START GIVEN ENTRIES

PR #619, opened 2018-07-20
Lp fixed bounds

whart222:
## Summary/Motivation:
We need to fix the generation of bounds for fixed variables in the LP writer.  @DLWoodruff noted that we were getting erroneous LP files when (a) a variable was fixed and (b) one of the variable bounds was None.  The bounds should be equal to the fixed variable value, but an infinite value was being reported.

- Restructured the processing of fixed variables to print these variable bounds.
-

### Legal Acknowledgement


whart222:
Note that I do not include a test here.  This is intentional.  I've confirmed this fix with the following test problem:
```
from pyomo.environ import *

model = ConcreteModel()

model.x1 = Var(initialize=1.0, bounds=(0.0, 2.0))
model.x2 = Var(initialize=1.0, bounds=(None, 2.0))
model.x3 = Var(initialize=1.0, bounds=(0.0, None))

model.y1 = Var(initialize=1, bounds=(0, 2), within=Integers)
model.y2 = Var(initialize=1, bounds=(None, 2), within=Integers)
model.y3 = Var(initialize=1, bounds=(0, None), within=Integers)

model.z = Var()

model.OBJ = Objective(expr=model.x1 + model.x2 + model.x3 + model.y1 + model.y2 + model.y3 + model.z)
model.CON = Constraint(expr=model.x1 + model.x2 + model.x3 + model.y1 + model.y2 + model.y3 + model.z == 0)

from pyomo.repn.standard_repn import preprocess_block_objectives

preprocess_block_objectives(model)
model._gen_obj_repn = False

model.x1.fixed = True
model.x2.fixed = True
model.x3.fixed = True

model.y1.fixed = True
model.y2.fixed = True
model.y3.fixed = True
```
HOWEVER, I needed to test this problem with the option "output_fixed_variable_bounds" to True.  

PySP appears to be exercising the LP writer in a fairly non-standard manner to exercise the code that caused this bug.  I'm going to submit a ticket to prompt a design discussion w.r.t. the generation of the StandardRepn objects for writers, and to assess whether/why options like "output_fixed_variable_bounds" are necessary.  (More generally, I'm wondering why we shouldn't always omit fixed variables...)

jwatsonnm:
A quick comment on why the option "output_fixed_variable_bounds" is necessary / desired, and why we should **not** always omit fixed variables. It has to do with the cost of preprocessing and model re-construction, more than anything. When implementing modify+re-solve type algorithms (including PH, but many others), we are often selecting a variable or a handful of variables, fixing them to a new value, re-solving, and analyzing. Without the existing option to output fixed variable bounds, we would have to re-generate the entire standard representation based on what was fixed. Pyomo currently doesn't have an efficient back-map from variables to constraints they appear in, and even if we did, re-generating representations would be major bottleneck. It is far more efficient to simply change the variable bounds, and re-run. This is even a bigger issue for persistent interfaces, where both the representations and the model would have to be re-built at every re-solve step.

jwatsonnm:
The fix to cpxlp.py looks good. However, there are numerous other files that are unrelated to this fix / PR, e.g., having to do with parallel branch and bound and something about a BARON test. Can you remove all but the cpxlp.py file from this PR? It might help forensic code anthropologists in the far future, and perhaps even us in the next year or so.

whart222:
Closing this PR.  Somehow it got polluted with other files that I can't figure out how to delete.  :(  I'll re-open this PR with another branch.

PR #1365, opened 2023-03-07
Bugfix: Include STANDARD licenses in EOL support banner

znicholasbrown:
## Description
Adds a missing plan


znicholasbrown:
Yeah that's right @zhen0, we'll deploy this manually

PR #415, opened 2021-06-22
RA-1939 ObsAcrossEncounter Widgets - control datetime format and disp…

icrc-jfigueiredo:
RA-1939 ObsAcrossEncounter Widgets - control datetime format and display encounter provider name

#### Ticket:
https://issues.openmrs.org/browse/RA-1939

#### What I have done:
Add 3 new configs to ObsAcrossEncounter widget:
-  showDateWithTime -> show encounterDate with time componente
-  datetimeFormat -> specify the datetime format
-  showEncounterProviderName -> show the encounter providers

### DIFF
--- a/omod/src/main/java/org/openmrs/module/coreapps/fragment/controller/dashboardwidgets/DashboardWidgetFragmentController.java
+++ b/omod/src/main/java/org/openmrs/module/coreapps/fragment/controller/dashboardwidgets/DashboardWidgetFragmentController.java
@@ -50,6 +50,11 @@ public class DashboardWidgetFragmentController {
         if (appConfig.get("JSDateFormat") == null) {
             appConfig.put("JSDateFormat", adminService.getGlobalProperty(UiFrameworkConstants.GP_FORMATTER_JS_DATE_FORMAT, "YYYY-MMM-DD"));
         }
+
+        if (appConfig.get("JSDateTimeFormat") == null) {
+            appConfig.put("JSDateTimeFormat", adminService.getGlobalProperty(UiFrameworkConstants.GP_FORMATTER_JS_DATETIME_FORMAT, "YYYY-MMM-DD HH:mm"));
+        }
+
         appConfig.put("locale", Context.getLocale().toString());
         appConfig.put("language", Context.getLocale().getLanguage().toString());
 
--- a/omod/src/main/web/dashboardwidgets/dashboardwidgetscommons.service.js
+++ b/omod/src/main/web/dashboardwidgets/dashboardwidgetscommons.service.js
@@ -147,6 +147,23 @@ export default class WidgetsCommons {
     }
 
     /**
+     * Returns date and time translated according to preferred locale.
+     * Ex: Date: 02-Jan-2021 15:10 Format: DD.MMM.YYYY HH:mm Locale: fr --> Return: 02-janv.-2021 15:10
+     *
+     * @param {object} date Input Datetime
+     * @param {string} format Date Format
+     * @param {string} locale The preferred locale
+     */
+    formatDateTime(date, format, locale) {
+        try{
+            moment.locale(locale);
+            return moment(date).format(format);
+        } catch(err) {
+            return moment(date).format("DD.MMM.YYYY HH:mm");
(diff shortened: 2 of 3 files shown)


omod/src/main/java/org/openmrs/module/coreapps/fragment/controller/dashboardwidgets/DashboardWidgetFragmentController.java
```diff
@@ -50,11 +50,16 @@ public void controller(FragmentConfiguration config, @FragmentParam("app") AppDe
         if (appConfig.get("JSDateFormat") == null) {
             appConfig.put("JSDateFormat", adminService.getGlobalProperty(UiFrameworkConstants.GP_FORMATTER_JS_DATE_FORMAT, "YYYY-MMM-DD"));
         }
+
+        if (appConfig.get("JSDateTimeFormat") == null) {
```
dkayiwa, line 54: What happens when the global property is changed at runtime? Since the JSDateTimeFormat in appConfig will not be null, how will once change this value without restarting OpenMRS?

omod/src/main/web/dashboardwidgets/dashboardwidgetscommons.service.js
```diff
@@ -146,6 +146,23 @@ export default class WidgetsCommons {
...
+     * @param {object} date Input Datetime
+     * @param {string} format Date Format
+     * @param {string} locale The preferred locale
+     */
+    formatDateTime(date, format, locale) {
+        try{
+            moment.locale(locale);
+            return moment(date).format(format);
+        } catch(err) {
+            return moment(date).format("DD.MMM.YYYY HH:mm");
```
dkayiwa, line 162: Don't we already have this format in some sort of global property?

icrc-jfigueiredo: Yes we do, that format it's only if the passed format fails, because to use that method we have to choose a format : `formatDateTime(date, format, locale)`

omod/src/main/java/org/openmrs/module/coreapps/fragment/controller/dashboardwidgets/DashboardWidgetFragmentController.java
icrc-jfigueiredo: That is a good question, on this case I follow the behavior of `JSDateFormat` and `dateFormat `above. It is suppose to be possible to change that GP on runtime?

dkayiwa: Just go to the settings page and see how you can change a global property at runtime.

icrc-jfigueiredo: I just made some tests it works fine.
So that appConfig.get will check if in the widget configuration we specify some format if we dont specify any, it will try to get the format from the GP, if the global property is null or not present It has a fallback value "YYYY-MMM-DD HH:mm".
So even if we remove the GP it has the fallback value.

dkayiwa: But if we change the global property, at runtime, to a different value, will this value be used without having to restart the application?

icrc-jfigueiredo: Yes it will. If we don't specify the format on the widget config.

dkayiwa: Did you test and confirm it?

icrc-jfigueiredo: Yes, i test it and confirm it.

PR #419, opened 2021-06-29
RA-1942 Redirect to Mark Patient Deceased page when program outcome changed *from* Patient Died

brandones:
https://issues.openmrs.org/browse/RA-1942

Peek 2021-06-29 12-30

### DIFF
--- a/omod/src/main/web/dashboardwidgets/programstatus/programstatus.controller.js
+++ b/omod/src/main/web/dashboardwidgets/programstatus/programstatus.controller.js
@@ -390,7 +390,8 @@ export default class ProgramStatusController {
         }).then((response) => {
             // redirect to Mark Patient Dead page if specific "death" outcome is configured and selected
             if (this.markPatientDeadOutcome && this.canMarkPatientDead &&
-                response.outcome && response.outcome.uuid === this.markPatientDeadOutcome) {
+                ((response.outcome && response.outcome.uuid === this.markPatientDeadOutcome)
+                || (this.patientProgram.outcome && this.patientProgram.outcome.uuid == this.markPatientDeadOutcome))) {
               var destinationPage = Handlebars.compile(this.markPatientDeadPage)({
                 patientUuid: this.config.patientUuid,
                 dashboard: this.config.dashboard,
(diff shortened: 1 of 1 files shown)


omod/src/main/web/dashboardwidgets/programstatus/programstatus.controller.js
```diff
@@ -390,7 +390,8 @@ export default class ProgramStatusController {
         }).then((response) => {
             // redirect to Mark Patient Dead page if specific "death" outcome is configured and selected
             if (this.markPatientDeadOutcome && this.canMarkPatientDead &&
-                response.outcome && response.outcome.uuid === this.markPatientDeadOutcome) {
+                ((response.outcome && response.outcome.uuid === this.markPatientDeadOutcome)
+                || (this.patientProgram.outcome && this.patientProgram.outcome.uuid == this.markPatientDeadOutcome))) {
```
mogoodrich, line 394: So I'm thinking this is saying "also redirect if the *existing* outcome was "mark patient died")?   I was thinking we should not redirect in the case where the existing outcome and the set outcome was "mark patient died"... does that handle this case?  

Thinking it through though, I guess it's also arguable that it's better to redirect in that case as well, just to be safe... and it looks like in this case it would redirect with the current death date, which indeed the user might want to be prompted to update in that case...

mogoodrich (commented):
One question... originally I though it needed a change, but may have come around as I wrote the review... lmk your thoughts...

omod/src/main/web/dashboardwidgets/programstatus/programstatus.controller.js
brandones: Yes, it will redirect in any case where either the current status or the new status or both are "dead." I agree that if the patient status is dead and being updated e.g. to died on a different date, that they should be redirected to the death page.

mogoodrich: So, agreed, I like it way you have it... can you update the comment to reflect that it redirects in either of these cases?

mogoodrich (approved):

omod/src/main/web/dashboardwidgets/programstatus/programstatus.controller.js
brandones: Yeah good catch! Done.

END GIVEN ENTRIES

▶ EXERCISE OBJECTIVE:
If a line in the records above contains "https", copy that line.

▶ ANSWER TO THIS EXERCISE:
https://issues.openmrs.org/browse/RA-1939
https://issues.openmrs.org/browse/RA-1942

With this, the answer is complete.